Bunker Quality: In-Line Viscosity
Monitoring Vs Sampling - page 2
Understanding why the viscosity of blends can vary from load to load is only one piece of the puzzle. Understanding what happens as a result of varying viscosity is another. Varying grades of bunkers form layers when stored in the same storage tank. As a result, in order to maintain a viscosity set point, fuel oil combustion control systems are required to react to drastic changes of bunker viscosity when an interface between varying bunkers meets the fuel oil pump suction. (See the graph below to view an example of varying loads of IF0120). The graph illustrates a considerable change of viscosity between layers of IF0120 referred to in the graph as Loads °A" and °B". The change in viscosity required a reduction of fuel temperature from 240° F to 200° F in order to maintain the Viscosity Set Point of 30 cSt. Consider what would happen if the operator relied solely on a theoretical Temperature Set Point derived from typical Fuel Combustion Curves. Burner tips would foul more frequently and emissions would be adversely affected.
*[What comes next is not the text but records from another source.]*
PR #499, opened 2025-06-13
chore: Update CSS variables

kurtdoherty:
Updates the design tokens/CSS variables to match the latest values in Figma.


src/tokens/Semantics.PayProp.tokens.json
```diff
@@ -1269,1111 +1269,927 @@
     }
   },
   "comp": {
```
kurtdoherty, line 1271: **note:** unfortunately, design have re-ordered some of the variable folders in Figma, so we're getting messy diffs for our JSON files 😞 This makes it really hard for us to review, so I think I'll add an item of work to see if we can easily preprocess the JSON we get from Figma so it has alphabetically ordered keys or something...that way, we could ensure the diffs are much nicer

ksolanki7 (approved):

Issue #500, opened 2025-06-13
chore: alphabetically sort keys in token files


kurtdoherty:
**Background context:**

Every now and then, we need to export design tokens/variables from Figma to Elements. This is a reasonably trivial process, except that Design can sometimes reorder the variables in Figma. When they do, this causes massive diffs (see #499 for a recent example) and the massive diffs make it really hard to detect errors in the Figma variables.

**Specification or tasks to perform:**

Our copy of the variables (currently stored across three files: `Primitives.Values.tokens.json`, `Semantics.PayProp.tokens.json` and `Semantics.Reapit.tokens.json`) could be preprocessed prior to a PR being raised so that the keys in the JSON object are alphabetically sorted.

This would mean we are decoupled from Figma's order, and thus we'd be able to ensure better diffs in the subsequent PRs.

PR #501, opened 2025-06-13
chore: #500 preprocess token files

kurtdoherty:
### Context

Every now and then, we need to export design tokens/variables from Figma to Elements. This is a reasonably trivial process, except that Design can sometimes reorder the variables in Figma. When they do, this causes massive diffs (see https://github.com/reapit/elements/pull/499 for a recent example) and the massive diffs make it really hard to detect errors in the Figma variables.

### This PR

**fixes:** #500 

- Adds a new `preprocess.js` module that reads in all `.tokens.json` files within it's directory, sorts all keys alphabetically, and writes the changes back to the file.
- Updates the `package.json` script, `build:sd`, to now be named `build:tokens` and to run the new `build:tokens:preprocess` script _before_ running the `build:tokens:css`.


package.json
```diff
@@ -50,7 +50,9 @@
     "build": "yarn build:storybook & yarn build:types & yarn build:dist",
     "build:storybook": "rimraf public/dist && NODE_ENV=production storybook build -o public/dist",
     "build:dist": "vite build",
```
kurtdoherty, line 52: **note:** by ensuring the preprocessing happens as part of the manual build step devs must do to generate the CSS files, nothing needs to change w.r.t the process we follow to update the tokens 🥳

src/tokens/preprocess.js
```diff
@@ -0,0 +1,73 @@
+import path from 'node:path'
+import url from 'node:url'
+import fs from 'node:fs/promises'
+import util from 'node:util'
+
```
kurtdoherty, line 5: **note:** here's the new script that we run in the new `yarn build:tokens:preprocess` script.

This script was written by Claude and reviewed/modified by Gemini. All I did was verify it all worked and tweaked the console logging.

Issue #145, opened 2024-07-30
v5 component refactor: Drawer


HollyJoyPhillips:
**Abstract**

_As part of the v5 Elements release, each component will be reviewed and refactored to ensure best practice and design system alignment_

**Specification**

- Is new component or existing? New
- Is the component being re-named? New 'Drawer' component 
- Is the component design signed off by product and design? Yes - but UI is still being updated "The UI is ready to be updated - but the usage and behaviour is still being documented. Core UI team are working on this at the moment - i.e. drawer stacking, URLs etc."
- [Guide to component structure & documentation in storybook](https://github.com/reapit/elements/wiki/Developer-Contribution-Guide)
- [Link to DS in Figma](https://www.figma.com/design/6CaivqdlTX0UkFYJkpBKDu/Reapit-DS?node-id=428-7762&t=dnxaJYB5fA7ExrG5-4)
- [Link to Elements Audit in Figma](https://www.figma.com/design/J6EneNGfpk2GcUuymiOKW4/Elements-Gaps-%2B-Discrepancies?node-id=284-5489&t=Y1ennycgce64B1Qq-4)
- [Accessibility requirements](TBC) 

**Developer Checklist**

- [ ] Styles alignment between Design System and Elements
- [ ] Check design tokens in Figma and implement CSS variable tokens if available for relevant component
- [ ] Align with accessibility standards / spec as per above
- [ ] If relevant, break down component into `Styles Only` and `React` component structures
- [ ] Ensure all variants of components are documented as appropriate 
- [ ] Ensure unit test coverage is adequate for component
- [ ] Update documentation in MDX file as per guidelines
- [ ] Changelog updated to reflect a single beta version per component ideally

**Release Checklist**

- [ ] Approved PR merged to main
- [ ] Design & product review and feedback addressed by developer
- [ ] Beta release by product / engineering lead to next beta version

**Additional Context or Information**

kurtdoherty:
**suggestion:** It would be great if we could align Element's Drawer component with the Console Cloud team's `react-ui-core` [Drawer](https://dev.saas-dev.console.com.au/client-apps/design-system/react-ui-core/?path=/docs/overlay-drawer--docs), as that will make migration for us _much_ simpler. The component API we have has also been battled tested via 100s of drawers in Console Cloud, so we're pretty confident about it's ability to service the drawer pattern defined by the Design System.

[...]

PR #516, opened 2025-06-18
chore: #145 Deprecate existing `Drawer` component

kurtdoherty:
### Context

- We're implementing new a `Drawer` component that will not be backwards-compatible with the existing one.
- The existing `Drawer` needs to be deprecated and moved.

### This PR

Part 1 of #145

- Deprecates the existing Drawer component, renaming it and all it's related components and classes to include `deprecated` in their name.


src/index.ts
```diff
@@ -13,12 +13,20 @@ export * from './components/button'
 export * from './components/button-group'
 export * from './components/split-button'
 export * from './components/card'
```
kurtdoherty, line 15: **note:** small scout to not just update the export for the now deprecated drawer, but also group all the other exports of deprecated components

src/index.ts
```diff
@@ -32,28 +40,20 @@ export * from './components/secondary-nav'
...
 export * from './components/accordion'
-export * from './components/deprecated-tag'
 export * from './components/tag'
-export * from './components/deprecated-badge'
-export * from './components/deprecated-chip'
 export * from './components/tile'
-export * from './components/deprecated-avatar'
 export * from './components/key-value-list'
 export * from './components/page-header'
 export * from './components/deprecated-breadcrumb'
```
ksolanki7, line 59: **issue(blocking):** I believe there are a few elements that have not been exported yet - for example, `chip` and `chip-group`. This currently prevents consumers from using these components. Could we get these exported correctly as well as part of this PR or do you want to play it separately?

kurtdoherty: I'll do it separately 👍 Raising a PR now.

ksolanki7 (approved):

PR #526, opened 2025-06-19
chore: bump Vite, Vitest, TypeScript, Linaria et al

kurtdoherty:
Bumps the following dependencies:
- **Vite:** v5 → v6. No relevant breaking changes for us. Also upgraded `@vitejs/plugin-react`.
- **Vitest:** v2 → v3. No relevant breaking changes for us. Also upgraded `@vitest/coverage-v8`.
- **TypeScript:** v5.6 → v5.8
- **React Testing Library:** v15 → v16. The `renderHook` utility is now part of RTL itself, so we no longer need `@testing-library/react-hooks`. New peer dependency on `@testing-library/dom`.
  - This (and potentially the Happy DOM upgrade) have resulted in some test updates, particular around snapshots (invalid DOM warnings) and the use of `act` in some tests.
  - There are also some type-related changes in some tests using `renderHook`. Specifically, we no longer need to specify any generic types.
- **Happy DOM:** v15 → v18. No relevant breaking changes for us.
- **Linaria (and related libs):** v6.2 → v6.3. The related `@wyw-in-js/vite`, `@wyw-in-js/babel-preset` and the `@babel/...` dependencies have all been bumped as well.

I also removed the use of `vite-plugin-dts` entirely. We are building our TS types separately (via `tsc`), so there's no need to have Vite emit types as well. Our package exports now ensure the types point to what `tsc` emits.


package.json
```diff
@@ -25,7 +25,7 @@
   },
   "exports": {
     ".": {
```
kurtdoherty, line 27: **note:** now that we're no longer emit types via both Vite and `tsc`, we want our types export to point to the `dist/types` files (which is what `tsc` emits)

src/components/avatar-rectangle/__tests__/__snapshots__/avatar-rectangle.test.tsx.snap
```diff
@@ -102,31 +102,29 @@ exports[`AvatarRectangle > renders correctly with residential variant and small
 
 exports[`AvatarRectangle > simulate error and renders correctly when image fails to load 1`] = `
 <DocumentFragment>
```
kurtdoherty, line 104: **note:** the original snapshot wasn't correct. If an error occurs when loading the image, we should display one of the placeholder SVGs. That wasn't happening correctly in this test. Now that we've wrapped the dispatch of the error event in `act`, we can now see the component is behaving correctly and rendering one of the SVG placeholders.

src/components/avatar-rectangle/__tests__/avatar-rectangle.test.tsx
```diff
@@ -30,11 +30,13 @@ describe('AvatarRectangle', () => {
     const { asFragment } = render(
       <AvatarRectangle variant="commercial" size="medium" src="invalid-image.jpg" alt="Test Image" />,
     )
```
kurtdoherty, line 32: **note:** since there was no `act`, the snapshot was effectively being taken _before_ the component re-render after catching the error.

src/components/bottom-bar/__tests__/use-bottom-bar-visibility.test.ts
```diff
@@ -1,6 +1,6 @@
 import { RefObject } from 'react'
 import { handleChangeBottomBarVisibility, useBottomBarVisibility } from '../use-bottom-bar-visibility'
```
kurtdoherty, line 2: **note:** you'll see a number of import updates like this for any tests that were using the `renderHook` utility

src/components/menu/__tests__/use-menu.test.tsx
```diff
@@ -1,46 +1,57 @@
-import { renderHook } from '@testing-library/react-hooks'
+import { act, renderHook } from '@testing-library/react'
 import { useMenu } from '../use-menu'
 
 describe('useMenu', () => {
   it('should open menu when openMenu is called', () => {
     const { result } = renderHook(() => useMenu())
```
kurtdoherty, line 7: **note:** need to wrap this kind of stuff in `act` as it causes a state change and we need React to re-render correctly before we make any assertions.

src/components/multi-select/__tests__/__snapshots__/multi-select.test.tsx.snap
```diff
@@ -49,6 +49,7 @@ exports[`MultiSelectInput > should match a snapshot and render children 1`] = `
       <input
         aria-checked="true"
         aria-hidden="true"
```
kurtdoherty, line 51: **note:** not 100% sure on the cause for `checked` showing up in the snapshot now, but I assume it's either Happy DOM or React Testing Library related.

src/components/reapit-logo/__tests__/__snapshots__/reapit-logo.test.tsx.snap
```diff
@@ -3,7 +3,7 @@
 exports[`Reapit logo > should match snapshot 1`] = `
 <DocumentFragment>
   <img
```
kurtdoherty, line 5: **note:** the use of the data URL is what we expect in our production build. I think Vite 5.x or Vitest 2.x behaved differently within a test environment. Post upgrade of both Vite and Vitest, we now see consistent behaviour in test as we expect in our production build, which is nice!

src/components/select/__tests__/__snapshots__/select.test.tsx.snap
```diff
@@ -2,6 +2,9 @@
 
 exports[`Select component > should match a snapshot 1`] = `
 <DocumentFragment>
```
kurtdoherty, line 4: **note:** original snapshot was a bit borked. Again, I suspect Happy DOM or React Testing Library is now behaving better

src/components/table/table-body/__tests__/__snapshots__/table-body.test.tsx.snap
```diff
@@ -2,10 +2,16 @@
 
 exports[`TableBody > should match snapshot 1`] = `
 <DocumentFragment>
```
kurtdoherty, line 4: **note:** lots of the table atom snapshots were spitting out invalid DOM warnings. They are now all fixed.

vite.config.ts
```diff
@@ -12,6 +11,7 @@ export default defineConfig({
     copyPublicDir: false,
     emptyOutDir: true,
     lib: {
```
kurtdoherty, line 13: **note:** post Vite, Vitest and wyw-in-js upgrades, the CSS dist file was now `elements.css`. This config option gets it back to the existing `style.css`.

vite.config.ts
```diff
@@ -57,7 +57,6 @@ export default defineConfig({
         presets: ['@babel/preset-typescript', '@babel/preset-react'],
       },
     }),
```
kurtdoherty, line 59: note: We don't need type declaration files to be emitted by Vite. We have a separate build script that runs `tsc` to get these, so we can save a bunch of time on the actual JS production build by dropping `dts` entirely.

src/components/reapit-logo/__tests__/__snapshots__/reapit-logo.test.tsx.snap
paulbevis: That is good, although a little more verbose ;)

Cambridge Viscosity, Inc. (CVI), a leader in providing solutions for viscosity monitoring and control, has developed a solution to real-time monitoring of marine bunkers. CVI has been providing Heavy Fuel Oil Viscosity Control and Bunker Blending Viscosity Control systems since its formation in 1984. Cambridge has since released a bunker-monitoring version of the VISCOpro 2000 that utilizes an in-line sensor and microprocessor technology to provide real-time viscosity data during bunkering operations. The Cambridge VISCOpro 2000 bunker monitor is endorsed by J.J. Sietas KG Schiffswerft shipyard of Hamburg for all new-builds that require a bunker monitoring system. "With the rising cost and declining quality of fuel oil, smart buyers are now demanding more and more quality verification. The bunker monitor can assure every litre in every ton delivered", says Ernst Thone, Energy Consultant of Martechnic GmbH.